In cases of errors (especially if caused from wrong parameters passed to xmlsitemap_output()) the module returns a 404 error. It would be better if it would return XML content without links; it would be better than to have an error that causes the user to open an issue report.
| Comment | File | Size | Author |
|---|---|---|---|
| #7 | xmlsitemap_pages_092398.patch | 2.38 KB | avpaderno |
Comments
Comment #1
andreiashu commentedHi Kiam,
I'm not really sure if your suggested approach would be oki.

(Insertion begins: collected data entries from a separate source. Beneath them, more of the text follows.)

PR #118, opened 2026-02-10
Update to M.E.AI.Abstractions 10.4.0 and update with latest MEAI/Anthropic features

stephentoub:
This also lets us map ChatOptions.Reasoning.

### DIFF
--- a/src/Anthropic.Tests/AnthropicClientExtensionsTestsBase.cs
+++ b/src/Anthropic.Tests/AnthropicClientExtensionsTestsBase.cs
@@ -2709,6 +2709,456 @@ public abstract class AnthropicClientExtensionsTestsBase
         Assert.Null(response.FinishReason);
     }
 
+    [Theory]
+    [InlineData(ReasoningEffort.Low, 1024)]
+    [InlineData(ReasoningEffort.Medium, 8192)]
+    [InlineData(ReasoningEffort.High, 16384)]
+    [InlineData(ReasoningEffort.ExtraHigh, 32768)]
+    public async Task GetResponseAsync_WithReasoningEffort_SetsThinkingEnabled(
+        ReasoningEffort effort,
+        int expectedBudgetTokens
+    )
+    {
+        VerbatimHttpHandler handler = new(
+            expectedRequest: $$"""
+            {
+                "model": "claude-haiku-4-5",
+                "messages": [{
+                    "role": "user",
+                    "content": [{
+                        "type": "text",
+                        "text": "Think carefully"
+                    }]
+                }],
+                "max_tokens": 100000,
+                "thinking": {
+                    "type": "enabled",
+                    "budget_tokens": {{expectedBudgetTokens}}
+                }
+            }
+            """,
+            actualResponse: """
+            {
+                "id": "msg_reasoning_01",
+                "type": "message",
+                "role": "assistant",
+                "model": "claude-haiku-4-5",
+                "content": [{
+                    "type": "text",
+                    "text": "Here is my response"
+                }],
+                "stop_reason": "end_turn",
+                "usage": {
+                    "input_tokens": 10,
+                    "output_tokens": 20
+                }
+            }
+            """
+        );
+
+        IChatClient chatClient = CreateChatClient(handler, "claude-haiku-4-5");
+
+        ChatOptions options = new()
+        {
+            MaxOutputTokens = 100000,
+            Reasoning = new() { Effort = effort },
+        };
+
+        ChatResponse response = await chatClient.GetResponseAsync(
+            "Think carefully",
+            options,
+            TestContext.Current.CancellationToken
+        );
+        Assert.NotNull(response);
+    }
+
+    [Fact]
+    public async Task GetResponseAsync_WithReasoningEffortNone_SetsThinkingDisabled()
+    {
+        VerbatimHttpHandler handler = new(
+            expectedRequest: """
+            {
+                "model": "claude-haiku-4-5",
+                "messages": [{
+                    "role": "user",
+                    "content": [{
+                        "type": "text",
+                        "text": "Simple question"
+                    }]
+                }],
+                "max_tokens": 1024,
+                "thinking": {
+                    "type": "disabled"
+                }
+            }
+            """,
+            actualResponse: """
+            {
+                "id": "msg_reasoning_02",
+                "type": "message",
+                "role": "assistant",
+                "model": "claude-haiku-4-5",
+                "content": [{
+                    "type": "text",
+                    "text": "Quick answer"
+                }],
+                "stop_reason": "end_turn",
+                "usage": {
+                    "input_tokens": 10,
+                    "output_tokens": 5
+                }
+            }
+            """
+        );
+
+        IChatClient chatClient = CreateChatClient(handler, "claude-haiku-4-5");
+
+        ChatOptions options = new() { Reasoning = new() { Effort = ReasoningEffort.None } };
+
+        ChatResponse response = await chatClient.GetResponseAsync(
+            "Simple question",
+            options,
+            TestContext.Current.CancellationToken
+        );
+        Assert.NotNull(response);
+    }
+
+    [Fact]
+    public async Task GetResponseAsync_WithReasoningEffort_ClampsBudgetToExplicitMaxTokens()
+    {
+        // High effort maps to 16000, but caller explicitly set max_tokens to 5000,
+        // so budget should clamp to 4999.
+        VerbatimHttpHandler handler = new(
+            expectedRequest: """
+            {
+                "model": "claude-haiku-4-5",
+                "messages": [{
+                    "role": "user",
+                    "content": [{
+                        "type": "text",
+                        "text": "Think carefully"
+                    }]
+                }],
+                "max_tokens": 5000,
+                "thinking": {
+                    "type": "enabled",
+                    "budget_tokens": 4999
+                }
+            }
+            """,
+            actualResponse: """
+            {
+                "id": "msg_reasoning_03",
+                "type": "message",
+                "role": "assistant",
+                "model": "claude-haiku-4-5",
+                "content": [{
+                    "type": "text",
+                    "text": "Response"
+                }],
+                "stop_reason": "end_turn",
+                "usage": {
+                    "input_tokens": 10,
+                    "output_tokens": 15
+                }
+            }
+            """
+        );
+
+        IChatClient chatClient = CreateChatClient(handler, "claude-haiku-4-5");
+
+        ChatOptions options = new()
+        {
+            MaxOutputTokens = 5000,
+            Reasoning = new() { Effort = ReasoningEffort.High },
+        };
+
+        ChatResponse response = await chatClient.GetResponseAsync(
+            "Think carefully",
+            options,
+            TestContext.Current.CancellationToken
+        );
+        Assert.NotNull(response);
+    }
+
+    [Fact]
+    public async Task GetResponseAsync_WithReasoningEffort_SkipsThinkingWhenExplicitMaxTokensTooSmall()
+    {
+        // Medium effort maps to 10024, but caller explicitly set max_tokens to 1024,
+        // so after clamping budget would be 1023 which is < 1024 minimum. Thinking is skipped.
+        VerbatimHttpHandler handler = new(
+            expectedRequest: """
+            {
+                "model": "claude-haiku-4-5",
+                "messages": [{
+                    "role": "user",
+                    "content": [{
+                        "type": "text",
+                        "text": "Think carefully"
+                    }]
+                }],
+                "max_tokens": 1024
+            }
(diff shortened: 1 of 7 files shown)


sd-st:
@stephentoub Hey, sorry about the delay on this. Would you be able to rebase?

stephentoub:
> @stephentoub Hey, sorry about the delay on this. Would you be able to rebase?

@sd-st done, thanks

src/Anthropic/AnthropicClientExtensions.cs
```diff
@@ -923,6 +923,57 @@ toolMode is AutoChatToolMode
...
+                        thinkingConfig = new(new ThinkingConfigDisabled());
+                    }
+                    else
+                    {
+                        long? budgetTokens = reasoning.Effort switch
+                        {
+                            ReasoningEffort.Low => 1024,
+                            ReasoningEffort.Medium => 8192,
+                            ReasoningEffort.High => 16000,
+                            ReasoningEffort.ExtraHigh => 32000,
```
sd-st: Curious why these aren't also base 2?

sd-st: Also FYI there's a limit to tokens on the non-streaming endpoint: https://github.com/anthropics/anthropic-sdk-csharp/blob/main/src/Anthropic/Core/ClientOptions.cs#L114

It's purely client side so we could override it in the extensions. Or we could use the streaming endpoint if that's possible (preferred)

src/Anthropic/AnthropicClientExtensions.cs
```diff
@@ -923,6 +923,57 @@ toolMode is AutoChatToolMode
...
+                            _ => null,
+                        };
+
+                        if (budgetTokens is { } budget)
```
sd-st, line 1356: Any reason not to do something like this?

```suggestion
                        if (budgetTokens != null)
```

src/Anthropic/AnthropicClientExtensions.cs
```diff
@@ -923,6 +923,57 @@ toolMode is AutoChatToolMode
                         createParams = createParams with { ToolChoice = toolChoice };
                     }
                 }
+
+                if (createParams.Thinking is null && options.Reasoning is { } reasoning)
```
sd-st, line 1338: As an aside this method is getting pretty unwieldy. May be worth refactoring at some point

src/Anthropic/AnthropicClientExtensions.cs
```diff
@@ -923,6 +923,57 @@ toolMode is AutoChatToolMode
...
+                        if (budgetTokens is { } budget)
+                        {
+                            // Anthropic requires budget_tokens >= 1024 and budget_tokens < max_tokens.
+                            if (createParams.MaxTokens <= budget)
+                            {
+                                if (options.MaxOutputTokens is not null)
+                                {
+                                    // Caller explicitly set MaxOutputTokens. Clamp the budget to fit,
+                                    // and skip thinking if it can't meet the minimum.
+                                    budget = createParams.MaxTokens - 1;
```
sd-st, line 1366: Is this going to cause thinking to take up the entire budget? Is it possible there'll be nothing left over for the response?

src/Anthropic/AnthropicClientExtensions.cs
```diff
@@ -923,6 +923,57 @@ toolMode is AutoChatToolMode
...
+                                    // to accommodate the thinking budget plus room for output.
+                                    createParams = createParams with
+                                    {
+                                        MaxTokens = budget + _defaultMaxTokens,
+                                    };
+                                }
+                            }
+
+                            thinkingConfig =
+                                budget >= 1024 ? new(new ThinkingConfigEnabled(budget)) : null;
```
sd-st: If we don't end up using the thinking config I think probably we don't want to change `createParams.MaxTokens` either

sd-st (changes requested):

src/Anthropic/AnthropicClientExtensions.cs
stephentoub: > Curious why these aren't also base 2?

No good reason. I'll change it.

> Also FYI there's a limit to tokens on the non-streaming endpoint. It's purely client side so we could override it in the extensions. Or we could use the streaming endpoint if that's possible (preferred)

Why does the client library add such a limitation? That's suspect.

src/Anthropic/AnthropicClientExtensions.cs
stephentoub: `budget` here will be `long` whereas `budgetTokens` is `long?`. I wanted to do the null check and then get the `long` value for subsequent use without having to use `.Value` on each access.

src/Anthropic/AnthropicClientExtensions.cs
stephentoub: budget is a maximum, not a guaranteed amount. The model balances thinking vs response within the max tokens envelope. And when MaxOutputTokens is too small (budget clamped below 1024), thinking is skipped entirely.

src/Anthropic/AnthropicClientExtensions.cs
sd-st: Given that the non-streaming endpoints may wait for a few minutes with no bytes being sent, there are issues that can happen here especially if on a flaky network. Users should generally have a much better time on the streamining endpoints for long responses. As a result we warn the user if they attempt to use the non-streaming endpoints with a large number of tokens. This check does get disabled if the timeout is specified explicitly, so the user can override it if they really want to.

stephentoub: Ok, thanks. My $.02, that's a very heavy-handed, opinionated thing for the client to be doing. If the service is happy to allow a larger value, I suggest the client should be as well. Do the other Anthropic clients in other languages apply a similar client-side policy?

sd-st: Yes, they do

stephentoub: Ok, then I understand doing it for consistency. Still seems like a strange choice, but I get following suit. Thanks.

src/Anthropic.Tests/AnthropicClientExtensionsTestsBase.cs
```diff
@@ -2709,6 +2709,456 @@ public async Task GetResponseAsync_WithNullFinishReason()
...
+            options,
+            TestContext.Current.CancellationToken
+        );
+        Assert.NotNull(response);
+    }
+
+    [Fact]
+    public async Task GetResponseAsync_WithReasoningEffort_SkipsThinkingWhenExplicitMaxTokensTooSmall()
+    {
+        // Medium effort maps to 10024, but caller explicitly set max_tokens to 1024,
```
sd-st:
```suggestion
        // Medium effort maps to 8192, but caller explicitly set max_tokens to 1024,
```

src/Anthropic.Tests/AnthropicClientExtensionsTestsBase.cs
```diff
@@ -2709,6 +2709,456 @@ public async Task GetResponseAsync_WithNullFinishReason()
...
+            options,
+            TestContext.Current.CancellationToken
+        );
+        Assert.NotNull(response);
+    }
+
+    [Fact]
+    public async Task GetResponseAsync_WithReasoningEffort_ClampsBudgetToExplicitMaxTokens()
+    {
+        // High effort maps to 16000, but caller explicitly set max_tokens to 5000,
```
sd-st:
```suggestion
        // High effort maps to 16384, but caller explicitly set max_tokens to 5000,
```

src/Anthropic/AnthropicClientExtensions.cs
```diff
@@ -190,10 +190,25 @@ out List<TextBlockParam>? systemMessages
...
+                        Timeout = ClientOptions.TimeoutFromMaxTokens(
+                            createParams.MaxTokens,
+                            isStreaming: true,
+                            createParams.Model
+                        ),
+                    }
+                );
+            }
+
+            var createResult = await messageService.Create(createParams, cancellationToken);
```
sd-st, line 547: Could we use the streaming endpoint with the message aggregator helper instead of bypassing the timeout check actually?

sd-st (commented):
FYI the build is failing but that's unrelated to your changes and a rebase should fix it

src/Anthropic/AnthropicClientExtensions.cs
stephentoub: Are you asking if GetResponseAsync could instead be rewritten in terms of GetStreamingResponseAsync?

sd-st: Yes exactly

stephentoub: It _can_. The question is whether it _should_. The main downsides to that are:
1. The underlying RawRepresentation will be different, since e.g. ChatResponse.RawRepresentation won't have a single Anthropic object to return.
2. It's more expensive, getting back lots of SSE events, each of which is materialized into the various objects models, only to then be coalesced into the single non-streaming version.
3. If there are any discrepancies in what the service returns for the two variants, it'll manifest.

Of course it has the benefit of less client code to maintain.

I suggest we not make such a change in this PR. If you'd like, I can prepare a separate one to show you what it would look like, and you can decide whether to take it or not?

sd-st: Alright, sure.

src/Anthropic.Tests/AnthropicClientExtensionsTestsBase.cs
sd-st: This still seems to exist fyi

src/Anthropic.Tests/AnthropicClientExtensionsTestsBase.cs
sd-st: same thing here

stephentoub:
Fixed the two comments (you commented on three but I'm not seeing what you were referring to in one of them)

sd-st:
> Fixed the two comments (you commented on three but I'm not seeing what you were referring to in one of them)

Hm I think I only commented on 2? Where's the third one?

stephentoub:
> > Fixed the two comments (you commented on three but I'm not seeing what you were referring to in one of them)
> 
> Hm I think I only commented on 2? Where's the third one?

I have no idea. Maybe GH was playing tricks on me :)

sd-st:
The diff is enormous now; does this need a rebase?

stephentoub:
> does this need a rebase?

I don't think so?

> The diff is enormous now

 A lot of that is tests moving down from the beta-specific test file to the base test file that applies to both IChatClient implementations. Features that were previously beta-specific were promoted to stable by Anthropic, so those features were added into the stable IChatClient as well, and the tests promoted to apply to both.

(As an aside, a lot of the implementation between the two IChatClient implementations could be shared if it weren't for the exact same "types" in the two surface areas having different C# type representations for them. It'd be nice, both for the IChatClient implementations and for consumers of the library in general, if the code generation could be done in such a way that the beta surface area only needed different types when there was actually something different to represent.)

sd-st:
> (As an aside, a lot of the implementation between the two IChatClient implementations could be shared if it weren't for the exact same "types" in the two surface areas having different C# type representations for them. It'd be nice, both for the IChatClient implementations and for consumers of the library in general, if the code generation could be done in such a way that the beta surface area only needed different types when there was actually something different to represent.)

The main issue with doing this in the general case is that it means adding a field to one type and not the other would result in a breaking change (the types would have to be split back apart)

stephentoub:
> The main issue with doing this in the general case is that it means adding a field to one type and not the other would result in a breaking change (the types would have to be split back apart)

Probably worth a separate discussion. Seems like there should be ways to address that, e.g. using extension blocks in the beta namespace to add the necessary public methods/properties.

src/Anthropic/Services/Beta/Messages/AnthropicBetaClientExtensions.cs
```diff
@@ -999,44 +1040,16 @@ createParams.OutputFormat is null
                                 break;
 
                             case AIFunctionDeclaration af:
-                                Dictionary<string, JsonElement> properties = [];
```
sd-st, line 1002: Why was this logic removed?

stephentoub: It was effectively moved into the schema transform and improved there, matching the same transformations applied in both the typescript and python anthropic client libraries.

sd-st (approved):
Thanks for your contribution! In the future I think it would be good to split up big PRs so that they're easier to review. Also FYI @cameron-mcateer there's going to be a bit of duplication between this PR and your structured outputs work

stephentoub:
> Thanks for your contribution! In the future I think it would be good to split up big PRs so that they're easier to review

Sounds good. Will try :)

PR #134, opened 2026-02-25
added first WIP draft of tool runners

JPVenson:


src/Anthropic/Anthropic.csproj
```diff
@@ -12,15 +12,18 @@
...
+    <PackageReference Include="System.Net.ServerSentEvents" Version="10.0.1" />
+    <PackageReference Include="Microsoft.Extensions.AI.Abstractions" Version="10.2.0" />
+    <PackageReference Include="Microsoft.SourceLink.GitHub" Version="8.0.0" PrivateAssets="All" />
   </ItemGroup>
   <ItemGroup Condition="'$(TargetFramework)' == 'netstandard2.0'">
-    <PackageReference Include="System.Collections.Immutable" Version="8.0.0"/>
+    <PackageReference Include="System.Collections.Immutable" Version="8.0.0" />
+  </ItemGroup>
+  <ItemGroup>
+    <Folder Include="Tool/" />
```
sd-st, line 27: Just wondering why this is in a separate directory? Can probably put it in the helpers directory that we have already, similar to Java

src/Anthropic/Tool/ToolRunnerExtensions.cs
```diff
@@ -0,0 +1,359 @@
...
+    /// <summary>
+    /// Obtains a <see cref="Message"/> that is generated using client side tooling.
+    /// </summary>
+    /// <param name="messageService">The <see cref="IMessageService"/>.</param>
+    /// <param name="messageCreateParams">The <see cref="MessageCreateParams"/>.</param>
+    /// <param name="configureTools">The callback for registering tools.</param>
+    /// <param name="cancellationToken">The <see cref="CancellationToken"/></param>
+    /// <returns>A task that completes when all tools have been executed and a final message has been obtained.</returns>
+    /// <exception cref="InvalidOperationException"></exception>
+    public static async Task<Message> CreateWithToolLoop(
```
sd-st, line 29: I think we probably don't need an extension method for this. Instead, we can change the `MessageCreateParams` class itself to add the ability to specify tools. This is what Java does (although it's a little bit different because Java uses the builder pattern, while we do not)

src/Anthropic/Tool/ToolRunnerExtensions.cs
```diff
@@ -0,0 +1,359 @@
...
+        CancellationToken cancellationToken = default
+    )
+    {
+        var toolRegistry = configureTools(new());
+
+        messageCreateParams = messageCreateParams with
+        {
+            Tools =
+            [
+                .. messageCreateParams.Tools ?? [], //TODO: does this make sense because user may never be able to invoke anything here. Dynamic bindings of user code?
```
sd-st, line 42: I think we probably don't need to support the case where the user also specifies `Tool` objects

src/Anthropic/Tool/ToolRunnerExtensions.cs
sd-st: FYI this part of the Java readme is a pretty good summary of what we want to build: https://github.com/anthropics/anthropic-sdk-java/tree/main?tab=readme-ov-file#tool-use-with-json-schemas

src/Anthropic/Tool/ToolRunnerExtensions.cs
```diff
@@ -0,0 +1,359 @@
...
+                    }
+                )),
+            ],
+        };
+
+        var result = await messageService
+            .Create(messageCreateParams, cancellationToken)
+            .ConfigureAwait(false);
+
+        //TODO clarify with tomer/stephen why all examples do this one by one instead of running all tools at once
```
sd-st, line 58: Just to be clear, the LLM may or may not choose to use some (or all) of the tools, and it may use the output of one tool to inform the input to another tool. It may even call the same tool multiple times (with different arguments). So we can't really preempt the calls

src/Anthropic/Tool/ToolRunnerExtensions.cs
```diff
@@ -0,0 +1,359 @@
...
+        while (result.StopReason == StopReason.ToolUse)
+        {
+            var toolUseRequest =
+                result.Content.Select(e => e.Value).OfType<ToolUseBlock>().LastOrDefault()
+                ?? throw new InvalidOperationException(
```
sd-st, line 63: Curious if there's a good `Anthropic*Exception` we can use here? We generally like to throw these when possible so that the user can catch them all at once if they desire, and if this happens it would be a bug on the server side

src/Anthropic/Tool/ToolRunnerExtensions.cs
```diff
@@ -0,0 +1,359 @@
...
+                    "Stop reason indicates Tool Usage request but no ToolUse block was found."
+                );
+            toolRegistry.LocalTools.TryGetValue(toolUseRequest.Name, out var toolRunner);
+
+            JsonDocument toolUseInputArguments = null!; //TODO build input doc
+            var toolUseResult = toolRunner is null
+                ? null
+                : await toolRunner.Invoke(toolUseInputArguments).ConfigureAwait(false);
```
sd-st, line 71: NIT

```suggestion
            var toolUseResult = toolRunner && await toolRunner.Invoke(toolUseInputArguments).ConfigureAwait(false);
```

I think this works? But correct me if I'm wrong. I forget what C#'s short circuiting story is like

src/Anthropic/Tool/ToolRunnerExtensions.cs
```diff
@@ -0,0 +1,359 @@
...
+
+            messageCreateParams = messageCreateParams with
+            {
+                Messages =
+                [
+                    .. messageCreateParams.Messages.Except(
+                        messageCreateParams.Messages.Where(e =>
+                            e.Content.Value is IReadOnlyList<ContentBlockParam> blockParams
+                            && blockParams.Any(f => f.ToolUseID == toolUseRequest.ID)
+                        )
```
sd-st, line 81: FYI we do want to carry the existing messages along (including the tool call request) since that's what makes up the context/state of the LLM

src/Anthropic/Tool/ToolRunnerExtensions.cs
```diff
@@ -0,0 +1,359 @@
...
+                    new MessageParam()
+                    {
+                        Content = new MessageParamContent(
+                            [
+                                new ToolResultBlockParam()
+                                {
+                                    ToolUseID = toolUseRequest.ID,
+                                    Content = new(
+                                        toolUseResult?.ToString()
+                                            ?? $"Error: no result from tool '{toolUseRequest.Name}'"
```
sd-st, line 92: I think we'll probably want to do json serialization here

src/Anthropic/Tool/ToolRunnerExtensions.cs
```diff
@@ -0,0 +1,359 @@
...
+public class ToolRegistration
+{
+    public Dictionary<string, IToolRegistration> LocalTools { get; } =
+        new(StringComparer.InvariantCultureIgnoreCase);
+
+    public ToolRegistration WithTool(
+        string name,
+        string description,
+        Func<JsonDocument, ValueTask<object?>> method
+    )
```
sd-st, line 125: I think we're largely going to want to do what we did for Java. I.e. let the user specify the parameters and return type in a idiomatic C# way, and also specify annotations similarly (probably with attributes?)

src/Anthropic/Tool/ToolRunnerExtensions.cs
```diff
@@ -0,0 +1,359 @@
...
+    public required string Name { get; init; }
+
+    public required string Description { get; init; }
+
+    public InputSchema GenerateSchema()
+    {
+        var options = JsonSerializerOptions.Default;
+        var jsonSchema = options.GetJsonSchemaAsNode(typeof(TArgument));
+
+        //TODO: ask tomer or stephen for a copy constructor in codegen for easy transformation
```
sd-st, line 209: I think you could be good; since InputSchema is a record class you should be able to just use the compiler-generated one (which works as intended for our purposes)

sd-st (commented):
Didn't review the full thing but left some comments

src/Anthropic/Anthropic.csproj
JPVenson: that was purely made temporary for easier review

src/Anthropic/Tool/ToolRunnerExtensions.cs
JPVenson: i would argue its better to have that seperated because one is the data model and one is the actual logic and you should not have buissniss logic in your models. This also has the added benefit of keeping the custom code and the generated code seperate to avoid continues conflicts in the code

src/Anthropic/Tool/ToolRunnerExtensions.cs
JPVenson: oh for sure, those are only temporary placeholders for actual anthropic exeptions

src/Anthropic/Tool/ToolRunnerExtensions.cs
JPVenson: well close-ish. You are likely thinking of doing this:
```
await toolRunner?.Invoke(toolUseInputArguments).ConfigureAwait(false);
```
However null coaleasing operators dont work with async/await. (`toolRunner?.Invoke(toolUseInputArguments)` becomes null but you cannot await null)

src/Anthropic/Tool/ToolRunnerExtensions.cs
JPVenson: umpf yes you are right i missread the java code there

src/Anthropic/Tool/ToolRunnerExtensions.cs
JPVenson: that was another question i wanted to ask, the java code as well as the Ollama sharp example we talked about only use plaintext never structured results
https://github.com/anthropics/anthropic-sdk-java/blob/e3adc58c74d3dab38697bcd46f5845dcc390a458/anthropic-java-example/src/main/java/com/anthropic/example/BetaMessagesToolsRawExample.java#L86
https://github.com/awaescher/OllamaSharp/blob/main/src/OllamaSharp/Chat.cs#L469

for responses. I did build it to allow structured responses but could not find a way to provide them yet. Technically if the tooluseResult is an object or JsonDocument, it will be returned as stringified json atm.

src/Anthropic/Tool/ToolRunnerExtensions.cs
JPVenson: Currently i build the base for two ways to do exactly that.

Either provide a (to be implemented) method or lambda which will then get read or provide an object that will be used.

src/Anthropic/Tool/ToolRunnerExtensions.cs
JPVenson: `InputSchema` is one of the classes that do not accept an `JsonDocument` in its parameters and the internal _rawData is not accessable to me so i dont have any way setting that. Some objects do have a constructor that simply accepts a `JsonElement` or `JsonDocument` so if you could add that to codegen it would simply this code a lot

sd-st:
Also I just spoke to Sara and Java doesn't actually have a tool usage implementation, although the readme is still helpful (particularly the first section; it makes sense to me to expose tools the way they do, unless you can think of a better way)

TomerAberbach:
> Also I just spoke to Sara and Java doesn't actually have a tool usage implementation, although the readme is still helpful (particularly the first section; it makes sense to me to expose tools the way they do, unless you can think of a better way)

What do you mean by tool usage btw? Java's tool runner does support executing tools for you

sd-st:
> > Also I just spoke to Sara and Java doesn't actually have a tool usage implementation, although the readme is still helpful (particularly the first section; it makes sense to me to expose tools the way they do, unless you can think of a better way)
> 
> What do you mean by tool usage btw? Java's tool runner does support executing tools for you

Doesn't it require doing the tool invocation manually? That's what's in the readme: https://github.com/anthropics/anthropic-sdk-java/tree/main?tab=readme-ov-file#tool-use-with-json-schemas

TomerAberbach:
That's the manual way of doing it; I guess we don't have tool runner docs

Anyway, tool runner works this way: https://github.com/anthropics/anthropic-sdk-java/blob/main/anthropic-java-example/src/main/java/com/anthropic/example/BetaToolRunnerExample.java

And it'll call it for you

sd-st:
huh, seems like a bit of an oversight we don't document the tool runner in the readme. I imagine most people are just going to implement it manually since that's what we tell them to do

Am I correct the Java version is only implemented for the beta endpoint? If yes, any reason or is it just that that's all we got to? Looks like the non-beta endpoint may not support tools?

TomerAberbach:
> huh, seems like a bit of an oversight we don't document the tool runner in the readme. I imagine most people are just going to implement it manually since that's what we tell them to do

Yeah agreed

> Am I correct the Java version is only implemented for the beta endpoint? If yes, any reason or is it just that that's all we got to? Looks like the non-beta endpoint may not support tools?

I think it was only supported in beta, if I recall correctly? It was a while ago that I implemented the runner

src/Anthropic/Tool/ToolRunnerExtensions.cs
sd-st: Sure, that makes sense

src/Anthropic/Tool/ToolRunnerExtensions.cs
sd-st: This example may be more helpful: https://github.com/anthropics/anthropic-sdk-java/blob/main/anthropic-java-example/src/main/java/com/anthropic/example/BetaToolRunnerExample.java

If the Java version can only support string responses (I haven't checked) then this is probably fine. But in that case we probably shouldn't call `ToString` and should instead force the user to give us a string

src/Anthropic/Tool/ToolRunnerExtensions.cs
sd-st: In that case we probably want to make these methods internal - I don't see a good reason to let the user use them

src/Anthropic/Tool/ToolRunnerExtensions.cs
sd-st: Maybe I'm misunderstanding; what do you want exactly?

src/Anthropic/Tool/ToolRunnerExtensions.cs
JPVenson: hmm no that would defeat the purpose of having those methods entirely.

The goal of those methods is so that the user can do this:

```csharp

IMessageService service = ...;
MessageCreateParams arguments = ...;
service.CreateWithToolLookup(
	arguments, 
	tools => 
		tools.WithTool("get_weather", "gets the weather at location", toolArg => {...})
			 .WithTool<FooBaTool>()
	);

```

Thats what those extension methods are for. This would be the modern csharp idiomatic way of allowing subconfiguration for those scenarios.

sd-st: Alright sure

We should not look at the problem from a user's point of view but from a search engine's point of view (SEs are the ones that matter in this case).
I'm not sure whether is better to return a XML without links than a 404. Could an XML without links mean for the search engine that the current website doesn't have any content (so it is not worth checking) ?
PS: btw: congratulations for the beta release ! Very nice :)
Comment #2
avpadernoI am not sure the search engines would take a web site without links in the sitemap as a not worth to check web site.
The actual code returns a 404 error even in the case the table used to contain the links is empty; in such case would be better to return an empty sitemap, which is the most correct interpretation of the facts.
Also, the 404 error is interpreted from the users like a permanent error; in other words, they think the error will be returned until somebody will fix the code, or they are said what to do to remove the error message they see.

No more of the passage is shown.